_Exercise goal_.
Write out the complete data exactly as written.

[Recorded data]
-- -- --

PR #6225, opened 2026-06-30
test: cover dark corners in type-checker, enhanced codegen, and middle end

ggreif:
## What

Adds targeted tests that light up previously-dark regions of the **type-checker**, **enhanced code generator**, and **middle end**. Each was found from the bisect-ppx coverage report and each fill was confirmed with an instrumented `moc` (before/after `data-count`), not just by construction.

This is the test-content counterpart to the coverage-infrastructure work in #6224 (parallelization + `--all-modes` + `SKIP_RUNNING` for `.drun`); it stands alone and needs none of it to pass.

## Tests

**Type-checker — and-pattern edge branches** (`src/mo_frontend/typing.ml`, −70 uncovered spans)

-- -- --

_Exercise output_.
PR #6225, opened 2026-06-30
test: cover dark corners in type-checker, enhanced codegen, and middle end

ggreif:
## What

Adds targeted tests that light up previously-dark regions of the **type-checker**, **enhanced code generator**, and **middle end**. Each was found from the bisect-ppx coverage report and each fill was confirmed with an instrumented `moc` (before/after `data-count`), not just by construction.

This is the test-content counterpart to the coverage-infrastructure work in #6224 (parallelization + `--all-modes` + `SKIP_RUNNING` for `.drun`); it stands alone and needs none of it to pass.

## Tests

**Type-checker — and-pattern edge branches** (`src/mo_frontend/typing.ml`, −70 uncovered spans)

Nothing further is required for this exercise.